* _DIRECTIONS_: Could you retype, exactly as written, every line from the top of the records through the line that contains "### What happened"?

* _EXERCISE INPUT_:
PR #3083, opened 2025-02-20
[feat] validate the name length of RayCluster, RayService, and RayJob

rueian:
## Why are these changes needed?

Part of the https://github.com/ray-project/kuberay/issues/3076, adding length validation to RayCluster, RayService, and RayJob to make sure we don't cut k8s service names:

1. RayCluster: 63 - len("-serve-svc") = `53 characters` at most.
2. RayService: 53 - len("-xxxxx") = `47 characters` at most.
3. RayJob: 53 - len("-xxxxx") = `47 characters` at most.

After https://github.com/ray-project/kuberay/pull/3101, the longest suffix for a K8s service is now "-serve-svc", which takes 10 characters. Therefore, we can only use 63-10=53 characters for the name of a RayCluster.

After https://github.com/ray-project/kuberay/pull/3102, we now add a "-" and 5 random characters to the name of either RayService or RayJob to create the underlying RayCluster. Therefore, they can only have 53-6=47 characters for their name.

Any RayCluster, RayService, or RayJob with a name exceeding the above limit will not be reconciled further and will receive an invalid spec event, which can be observed by `kubectl describe`.

## Checks

- [x] I've made sure the tests are passing.
- Testing Strategy
  - [x] Unit tests
  - [x] Manual tests
  - [ ] This PR is not tested :(

Issue #2169, opened 2024-05-28
[Bug] [API Server] JobSubmission service does not work for cluster names >41 characters


smit-kiri:
### Search before asking

- [X] I searched the [issues](https://github.com/ray-project/kuberay/issues) and found no similar issues.

### KubeRay Component

apiserver

### What happened + What you expected to happen

The JobSubmission service adds `-head-svc` to the cluster name [here](https://github.com/ray-project/kuberay/blob/7fd3927bb741243297c34b08e21a16cc397349c8/apiserver/pkg/server/ray_job_submission_service_server.go#L220) to get the kubernetes service name. However, KubeRay trims the head service name to 50 characters. So, if the RayCluster name is >41 characters, the service name will be truncated from the beginning to get to the 50 characters limit.

For example, if the RayCluster name is `82ac5612-3bd9-4ef9-8828-5133dfe1a1fa-raycluster-pfsxh`, the head service name becomes `r-4ef9-8828-5133dfe1a1fa-raycluster-pfsxh-head-svc` 

But when we pass the cluster name in the Job Submission service, it raises the following error
```
dial tcp: lookup 82ac5612-3bd9-4ef9-8828-5133dfe1a1fa-raycluster-pfsxh-head-svc.default.svc.cluster.local on 10.96.0.10:53: no such host
```

### Reproduction script

Create a ray cluster with a name >41 characters and use the job submission service.

### Are you willing to submit a PR?

- [ ] Yes I am willing to submit a PR!

smit-kiri:
Ideally it uses the same logic to get the service name as here: https://github.com/ray-project/kuberay/blob/aeb8b03dfedcebf5105352a552b164afc5bfdbfb/ray-operator/controllers/ray/utils/util.go#L109-L131

rueian:
With https://github.com/ray-project/kuberay/pull/3083, starting from v1.4.0, we can have RayJob names <= 47 characters and RayCluster names <= 53 characters.

Also note that we don't add `r-` name prefixes anymore, so names like `82ac5612-3bd9-4ef9-8828-5133dfe1a1fa-raycluster` will not work because DNS names should start with an alphabetic character.

dentiny:
@rueian Curious is this issue addressed? Shall we declare it completed or we need further followup? Thanks!

rueian:
It should be addressed already.

PR #3239, opened 2025-03-27
[feat] enforce DNS1035 validations on RayCluster, RayService, and RayJob names

rueian:

One of the goals of https://github.com/ray-project/kuberay/pull/3083 is to provide more predictable Kubernetes service names generated by the KubeRay controller for RayCluster, RayService, and RayJob. Therefore, we shortened the allowed length for CR names and validated them at the beginning so that we can now only add fixed suffixes to generate their Kubernetes service names without mutating and trimming the prefixes of their names. Mutating and trimming their prefixes make them less predictable.

A case mentioned in https://github.com/ray-project/kuberay/issues/2169 shows why we want https://github.com/ray-project/kuberay/pull/3083 for not mutating and trimming the prefixes of service names: A user tends to fully copy the CR name with the generated suffix, such as `-head-svc`, and uses it elsewhere:

> For example, if the RayCluster name is 82ac5612-3bd9-4ef9-8828-5133dfe1a1fa-raycluster-pfsxh, the head service name becomes r-4ef9-8828-5133dfe1a1fa-raycluster-pfsxh-head-svc
>
> But when we pass the cluster name in the Job Submission service, it raises the following error
>
> ```
> dial tcp: lookup 82ac5612-3bd9-4ef9-8828-5133dfe1a1fa-raycluster-pfsxh-head-svc.default.svc.cluster.local on 10.96.0.10:53: no such host
> ```

But it also shows another case we missed: Kubernetes requires a service name to be a DNS1035 label or we will get this error when creating a service:
```
Failed creating service default/82ac5612-3bd9-4ef9-8828-5133dfe1a1fa-2fnql-head-svc, 
 Service "82ac5612-3bd9-4ef9-8828-5133dfe1a1fa-2fnql-head-svc" is invalid: metadata.name: Invalid value:
  "82ac5612-3bd9-4ef9-8828-5133dfe1a1fa-2fnql-head-svc": a DNS-1035 label must consist of lower case alphanumeric characters or '-', 
  start with an alphabetic character, 
  and end with an alphanumeric character (e.g. 'my-name',  or 'abc-123', regex used for validation is '[a-z]([-a-z0-9]*[a-z0-9])?')
```

This PR adds DNS1035 validations on RayCluster, RayService, and RayJob names.
 
## Checks

- Testing Strategy
  - [x] Unit tests
  - [x] Manual tests

### DIFF
--- a/ray-operator/controllers/ray/utils/validation.go
+++ b/ray-operator/controllers/ray/utils/validation.go
@@ -6,6 +6,7 @@ import (
 
 	"k8s.io/apimachinery/pkg/api/meta"
 	metav1 "k8s.io/apimachinery/pkg/apis/meta/v1"
+	"k8s.io/apimachinery/pkg/util/validation"
 
 	rayv1 "github.com/ray-project/kuberay/ray-operator/apis/ray/v1"
 	"github.com/ray-project/kuberay/ray-operator/pkg/features"
@@ -23,6 +24,9 @@ func ValidateRayClusterStatus(instance *rayv1.RayCluster) error {
 func ValidateRayClusterMetadata(metadata metav1.ObjectMeta) error {
 	if len(metadata.Name) > MaxRayClusterNameLength {
 		return fmt.Errorf("RayCluster name should be no more than %d characters", MaxRayClusterNameLength)
+	}
+	if errs := validation.IsDNS1035Label(metadata.Name); len(errs) > 0 {
+		return fmt.Errorf("RayCluster name should be a valid DNS1035 label: %v", errs)
 	}
 	return nil
 }
@@ -109,6 +113,9 @@ func ValidateRayJobMetadata(metadata metav1.ObjectMeta) error {
 	if len(metadata.Name) > MaxRayJobNameLength {
 		return fmt.Errorf("RayJob name should be no more than %d characters", MaxRayJobNameLength)
 	}
+	if errs := validation.IsDNS1035Label(metadata.Name); len(errs) > 0 {
+		return fmt.Errorf("RayJob name should be a valid DNS1035 label: %v", errs)
+	}
 	return nil
 }
 
@@ -175,6 +182,9 @@ func ValidateRayJobSpec(rayJob *rayv1.RayJob) error {
 func ValidateRayServiceMetadata(metadata metav1.ObjectMeta) error {
 	if len(metadata.Name) > MaxRayServiceNameLength {
 		return fmt.Errorf("RayService name should be no more than %d characters", MaxRayServiceNameLength)
+	}
+	if errs := validation.IsDNS1035Label(metadata.Name); len(errs) > 0 {
+		return fmt.Errorf("RayService name should be a valid DNS1035 label: %v", errs)
 	}
 	return nil
 }
--- a/ray-operator/controllers/ray/utils/validation_test.go
+++ b/ray-operator/controllers/ray/utils/validation_test.go
@@ -380,7 +380,7 @@ func TestValidateRayClusterSpecNames(t *testing.T) {
 		{
 			name: "RayCluster name is too long (> MaxRayClusterNameLength characters)",
 			metadata: metav1.ObjectMeta{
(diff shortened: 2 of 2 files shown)


ray-operator/controllers/ray/utils/validation.go
```diff
@@ -24,6 +25,9 @@ func ValidateRayClusterMetadata(metadata metav1.ObjectMeta) error {
 	if len(metadata.Name) > MaxRayClusterNameLength {
 		return fmt.Errorf("RayCluster name should be no more than %d characters", MaxRayClusterNameLength)
 	}
+	if errs := validation.IsDNS1035Label(metadata.Name); len(errs) > 0 {
```
andrewsykim, line 28: Are we certain this won't break any existing systems using KubeRay that fail this validation? What are possible names previously used that would now fail this validation?

rueian: This PR makes any names that start with a number or contain dots or upper letters fail.

Also note that https://github.com/ray-project/kuberay/pull/3083 makes RayCluster names longer than 53 characters fail, and RayJob/RayServices names longer than 47 characters fail.

kevin85421 (approved):
Would you mind opening an issue to make sure we document this breaking change in v1.4.0 release note?

rueian:
> Would you mind opening an issue to make sure we document this breaking change in v1.4.0 release note?

Sure. https://github.com/ray-project/kuberay/issues/3271

ray-operator/controllers/ray/utils/validation.go
andrewsykim: Names starting with dots or upper-case letters is fine because the previous validation didn't allow it:
```
$ kubectl ray create cluster Sample-cluster
Error: Failed to create Ray cluster with: RayCluster.ray.io "Sample-cluster" is invalid: metadata.name: Invalid value: "Sample-cluster": a lowercase RFC 1123 subdomain must consist of lower case alphanumeric characters, '-' or '.', and must start and end with an alphanumeric character (e.g. 'example.com', regex used for validation is '[a-z0-9]([-a-z0-9]*[a-z0-9])?(\.[a-z0-9]([-a-z0-9]*[a-z0-9])?)*')
```

But disallowing RayClusters that start with numbers seems like a breaking change:
```
$ kubectl ray create cluster 1-sample-cluster
Created Ray Cluster: 1-sample-cluster
```

Is there a really good reason why we should break support this naming scheme? Could we adapt validation to still allow it?

andrewsykim:
Names starting with dots or upper-case letters is fine because the previous validation didn't allow it:
```
$ kubectl ray create cluster Sample-cluster
Error: Failed to create Ray cluster with: RayCluster.ray.io "Sample-cluster" is invalid: metadata.name: Invalid value: "Sample-cluster": a lowercase RFC 1123 subdomain must consist of lower case alphanumeric characters, '-' or '.', and must start and end with an alphanumeric character (e.g. 'example.com', regex used for validation is '[a-z0-9]([-a-z0-9]*[a-z0-9])?(\.[a-z0-9]([-a-z0-9]*[a-z0-9])?)*')
```

But disallowing RayClusters that start with numbers seems like a breaking change:
```
$ kubectl ray create cluster 1-sample-cluster
Created Ray Cluster: 1-sample-cluster
```

Is there a really good reason why we should break support this naming scheme? Could we adapt validation to still allow it?

rueian:
> Is there a really good reason why we should break support this naming scheme?

The reason is that users tend to assume the generated service name is just `{cr-name}-head-svc` or `{cr-name}-serve-svc` and use those names in other systems. https://github.com/ray-project/kuberay/issues/2169 is an example. However, that assumption does not always hold in v1.3.

In v1.3, the prefix of generated service names will be trimmed if the CR name is too long or be prepended with `r` if the CR name starts with a number.

And we want that assumption to always hold for better user experiences, so https://github.com/ray-project/kuberay/pull/3083 and this PR add validations for length limitations and DNS1035 rules.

* _WRITTEN RESPONSE_:
PR #3083, opened 2025-02-20
[feat] validate the name length of RayCluster, RayService, and RayJob

rueian:
## Why are these changes needed?

Part of the https://github.com/ray-project/kuberay/issues/3076, adding length validation to RayCluster, RayService, and RayJob to make sure we don't cut k8s service names:

1. RayCluster: 63 - len("-serve-svc") = `53 characters` at most.
2. RayService: 53 - len("-xxxxx") = `47 characters` at most.
3. RayJob: 53 - len("-xxxxx") = `47 characters` at most.

After https://github.com/ray-project/kuberay/pull/3101, the longest suffix for a K8s service is now "-serve-svc", which takes 10 characters. Therefore, we can only use 63-10=53 characters for the name of a RayCluster.

After https://github.com/ray-project/kuberay/pull/3102, we now add a "-" and 5 random characters to the name of either RayService or RayJob to create the underlying RayCluster. Therefore, they can only have 53-6=47 characters for their name.

Any RayCluster, RayService, or RayJob with a name exceeding the above limit will not be reconciled further and will receive an invalid spec event, which can be observed by `kubectl describe`.

## Checks

- [x] I've made sure the tests are passing.
- Testing Strategy
  - [x] Unit tests
  - [x] Manual tests
  - [ ] This PR is not tested :(

Issue #2169, opened 2024-05-28
[Bug] [API Server] JobSubmission service does not work for cluster names >41 characters


smit-kiri:
### Search before asking

- [X] I searched the [issues](https://github.com/ray-project/kuberay/issues) and found no similar issues.

### KubeRay Component

apiserver

### What happened + What you expected to happen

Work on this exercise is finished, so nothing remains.